| Records |
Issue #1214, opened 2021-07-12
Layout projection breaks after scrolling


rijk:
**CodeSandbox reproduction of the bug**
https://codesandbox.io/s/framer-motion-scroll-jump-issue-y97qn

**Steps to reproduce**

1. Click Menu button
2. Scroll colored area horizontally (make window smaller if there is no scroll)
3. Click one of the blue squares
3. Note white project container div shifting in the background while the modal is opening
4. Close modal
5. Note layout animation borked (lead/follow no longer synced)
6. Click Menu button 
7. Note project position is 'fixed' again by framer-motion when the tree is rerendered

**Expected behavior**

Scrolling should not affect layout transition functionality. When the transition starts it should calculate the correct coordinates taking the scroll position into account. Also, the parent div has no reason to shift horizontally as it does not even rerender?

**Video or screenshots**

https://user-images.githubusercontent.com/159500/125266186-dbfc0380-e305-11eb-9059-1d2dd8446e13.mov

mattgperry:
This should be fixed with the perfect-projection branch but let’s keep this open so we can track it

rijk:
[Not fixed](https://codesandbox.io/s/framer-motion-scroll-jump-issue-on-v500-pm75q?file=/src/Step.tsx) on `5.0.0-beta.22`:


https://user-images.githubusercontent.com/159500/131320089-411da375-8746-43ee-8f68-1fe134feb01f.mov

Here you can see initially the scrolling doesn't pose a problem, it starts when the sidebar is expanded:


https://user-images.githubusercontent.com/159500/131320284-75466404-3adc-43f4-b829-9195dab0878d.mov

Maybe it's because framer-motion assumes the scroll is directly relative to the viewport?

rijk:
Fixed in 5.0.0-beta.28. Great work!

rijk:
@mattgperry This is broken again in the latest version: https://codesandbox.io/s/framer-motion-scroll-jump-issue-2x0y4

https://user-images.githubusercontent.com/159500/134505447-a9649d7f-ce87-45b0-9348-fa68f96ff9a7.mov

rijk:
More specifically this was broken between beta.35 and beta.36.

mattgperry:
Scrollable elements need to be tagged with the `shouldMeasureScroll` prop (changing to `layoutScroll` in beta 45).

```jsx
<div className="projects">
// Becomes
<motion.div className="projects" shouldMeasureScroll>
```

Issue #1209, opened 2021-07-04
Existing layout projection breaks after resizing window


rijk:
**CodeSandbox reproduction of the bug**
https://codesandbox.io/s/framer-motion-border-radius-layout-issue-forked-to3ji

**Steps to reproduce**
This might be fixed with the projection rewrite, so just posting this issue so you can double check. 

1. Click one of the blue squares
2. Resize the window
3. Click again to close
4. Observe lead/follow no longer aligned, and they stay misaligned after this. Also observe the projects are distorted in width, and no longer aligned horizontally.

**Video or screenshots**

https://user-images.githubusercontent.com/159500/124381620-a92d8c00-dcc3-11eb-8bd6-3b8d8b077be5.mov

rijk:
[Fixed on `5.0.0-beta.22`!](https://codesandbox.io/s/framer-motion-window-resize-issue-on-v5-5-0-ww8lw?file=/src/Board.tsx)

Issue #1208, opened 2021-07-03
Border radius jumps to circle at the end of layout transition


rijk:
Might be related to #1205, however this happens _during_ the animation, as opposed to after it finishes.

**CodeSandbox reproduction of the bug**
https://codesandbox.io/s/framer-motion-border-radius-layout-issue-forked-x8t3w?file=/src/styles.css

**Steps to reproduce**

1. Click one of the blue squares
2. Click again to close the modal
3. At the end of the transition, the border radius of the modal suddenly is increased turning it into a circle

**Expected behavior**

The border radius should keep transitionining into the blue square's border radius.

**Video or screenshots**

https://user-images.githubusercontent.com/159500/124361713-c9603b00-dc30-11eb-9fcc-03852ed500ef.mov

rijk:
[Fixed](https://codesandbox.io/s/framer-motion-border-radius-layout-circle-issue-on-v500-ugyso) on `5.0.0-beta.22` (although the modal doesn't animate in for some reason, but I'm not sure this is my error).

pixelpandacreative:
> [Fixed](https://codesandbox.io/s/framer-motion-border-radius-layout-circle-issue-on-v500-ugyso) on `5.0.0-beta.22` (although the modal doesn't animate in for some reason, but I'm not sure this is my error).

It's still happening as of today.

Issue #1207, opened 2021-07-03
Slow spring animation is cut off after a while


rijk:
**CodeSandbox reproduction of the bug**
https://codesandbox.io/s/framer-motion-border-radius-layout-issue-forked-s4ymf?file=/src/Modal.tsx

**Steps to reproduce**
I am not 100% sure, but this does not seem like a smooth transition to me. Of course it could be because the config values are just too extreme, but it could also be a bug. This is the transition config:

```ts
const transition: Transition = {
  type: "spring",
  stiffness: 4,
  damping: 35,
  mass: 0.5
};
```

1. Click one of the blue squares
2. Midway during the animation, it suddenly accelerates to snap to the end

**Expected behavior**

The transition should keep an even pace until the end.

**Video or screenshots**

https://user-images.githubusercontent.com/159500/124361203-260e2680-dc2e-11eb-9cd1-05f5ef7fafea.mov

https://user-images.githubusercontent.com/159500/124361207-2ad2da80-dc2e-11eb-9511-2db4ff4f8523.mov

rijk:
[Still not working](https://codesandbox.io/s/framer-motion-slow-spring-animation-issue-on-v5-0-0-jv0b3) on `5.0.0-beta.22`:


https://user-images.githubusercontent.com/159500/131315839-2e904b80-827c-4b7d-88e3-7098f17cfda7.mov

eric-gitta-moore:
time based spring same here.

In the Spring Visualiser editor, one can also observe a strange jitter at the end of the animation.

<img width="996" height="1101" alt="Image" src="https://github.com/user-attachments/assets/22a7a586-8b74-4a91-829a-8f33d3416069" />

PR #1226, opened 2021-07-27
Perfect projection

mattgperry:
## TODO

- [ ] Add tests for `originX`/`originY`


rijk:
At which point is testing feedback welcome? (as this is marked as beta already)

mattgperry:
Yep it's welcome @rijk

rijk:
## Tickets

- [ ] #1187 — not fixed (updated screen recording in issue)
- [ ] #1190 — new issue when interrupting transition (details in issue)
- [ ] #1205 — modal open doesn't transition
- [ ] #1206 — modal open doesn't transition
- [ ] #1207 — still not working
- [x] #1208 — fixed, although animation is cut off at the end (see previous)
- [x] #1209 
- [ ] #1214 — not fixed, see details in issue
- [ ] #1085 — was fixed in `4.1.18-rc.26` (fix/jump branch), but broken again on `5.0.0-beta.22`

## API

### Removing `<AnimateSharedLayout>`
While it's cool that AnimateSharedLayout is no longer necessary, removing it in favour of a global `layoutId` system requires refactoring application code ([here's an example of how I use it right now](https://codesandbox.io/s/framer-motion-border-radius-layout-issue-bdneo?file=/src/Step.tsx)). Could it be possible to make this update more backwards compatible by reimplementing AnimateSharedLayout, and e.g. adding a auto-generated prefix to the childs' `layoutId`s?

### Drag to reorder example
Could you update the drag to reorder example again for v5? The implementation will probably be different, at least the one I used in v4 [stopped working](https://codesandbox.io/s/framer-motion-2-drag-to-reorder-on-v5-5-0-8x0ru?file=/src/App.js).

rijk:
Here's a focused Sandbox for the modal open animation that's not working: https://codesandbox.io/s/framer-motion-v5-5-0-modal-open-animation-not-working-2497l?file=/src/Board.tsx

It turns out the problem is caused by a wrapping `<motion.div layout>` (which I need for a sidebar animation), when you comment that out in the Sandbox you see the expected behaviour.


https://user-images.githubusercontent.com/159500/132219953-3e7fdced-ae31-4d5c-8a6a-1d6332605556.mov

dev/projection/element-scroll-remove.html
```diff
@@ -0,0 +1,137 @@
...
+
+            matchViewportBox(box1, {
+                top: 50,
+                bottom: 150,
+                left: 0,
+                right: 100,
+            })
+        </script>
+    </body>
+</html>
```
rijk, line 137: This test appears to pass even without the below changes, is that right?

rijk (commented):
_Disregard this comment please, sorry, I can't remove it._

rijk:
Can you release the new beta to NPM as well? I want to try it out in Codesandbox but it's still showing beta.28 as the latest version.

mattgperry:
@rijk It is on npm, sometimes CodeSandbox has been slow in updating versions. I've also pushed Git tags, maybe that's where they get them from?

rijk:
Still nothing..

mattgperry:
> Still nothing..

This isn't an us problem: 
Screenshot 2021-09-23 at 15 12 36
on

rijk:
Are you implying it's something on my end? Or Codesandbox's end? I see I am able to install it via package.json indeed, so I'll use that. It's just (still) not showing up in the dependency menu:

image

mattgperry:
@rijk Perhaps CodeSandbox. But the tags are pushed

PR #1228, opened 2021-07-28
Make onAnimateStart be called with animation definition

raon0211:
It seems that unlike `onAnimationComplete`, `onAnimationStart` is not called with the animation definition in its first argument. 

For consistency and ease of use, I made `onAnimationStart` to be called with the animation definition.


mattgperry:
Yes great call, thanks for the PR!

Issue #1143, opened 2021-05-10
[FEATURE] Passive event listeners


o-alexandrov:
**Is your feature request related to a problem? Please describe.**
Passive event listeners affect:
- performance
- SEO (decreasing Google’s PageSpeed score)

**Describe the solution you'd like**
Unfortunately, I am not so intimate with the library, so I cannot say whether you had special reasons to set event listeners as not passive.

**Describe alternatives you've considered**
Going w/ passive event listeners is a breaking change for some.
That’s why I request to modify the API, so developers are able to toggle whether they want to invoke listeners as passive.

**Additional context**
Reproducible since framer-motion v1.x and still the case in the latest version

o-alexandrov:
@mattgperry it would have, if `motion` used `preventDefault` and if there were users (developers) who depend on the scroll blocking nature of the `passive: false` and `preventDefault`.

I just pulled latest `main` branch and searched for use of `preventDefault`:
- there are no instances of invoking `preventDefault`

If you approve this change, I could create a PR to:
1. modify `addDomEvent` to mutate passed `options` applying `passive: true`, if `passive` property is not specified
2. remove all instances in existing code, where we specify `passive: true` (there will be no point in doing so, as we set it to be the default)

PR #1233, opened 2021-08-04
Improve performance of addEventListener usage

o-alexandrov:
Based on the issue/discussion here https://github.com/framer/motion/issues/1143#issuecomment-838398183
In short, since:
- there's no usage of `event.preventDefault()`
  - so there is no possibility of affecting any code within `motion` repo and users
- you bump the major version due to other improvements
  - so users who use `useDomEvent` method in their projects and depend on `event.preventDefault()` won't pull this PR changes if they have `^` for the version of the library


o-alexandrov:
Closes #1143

| Activity |
Take every line above that includes "although" and list it.

| Result for this exercise |
[Fixed](https://codesandbox.io/s/framer-motion-border-radius-layout-circle-issue-on-v500-ugyso) on `5.0.0-beta.22` (although the modal doesn't animate in for some reason, but I'm not sure this is my error).
> [Fixed](https://codesandbox.io/s/framer-motion-border-radius-layout-circle-issue-on-v500-ugyso) on `5.0.0-beta.22` (although the modal doesn't animate in for some reason, but I'm not sure this is my error).
- [x] #1208 — fixed, although animation is cut off at the end (see previous)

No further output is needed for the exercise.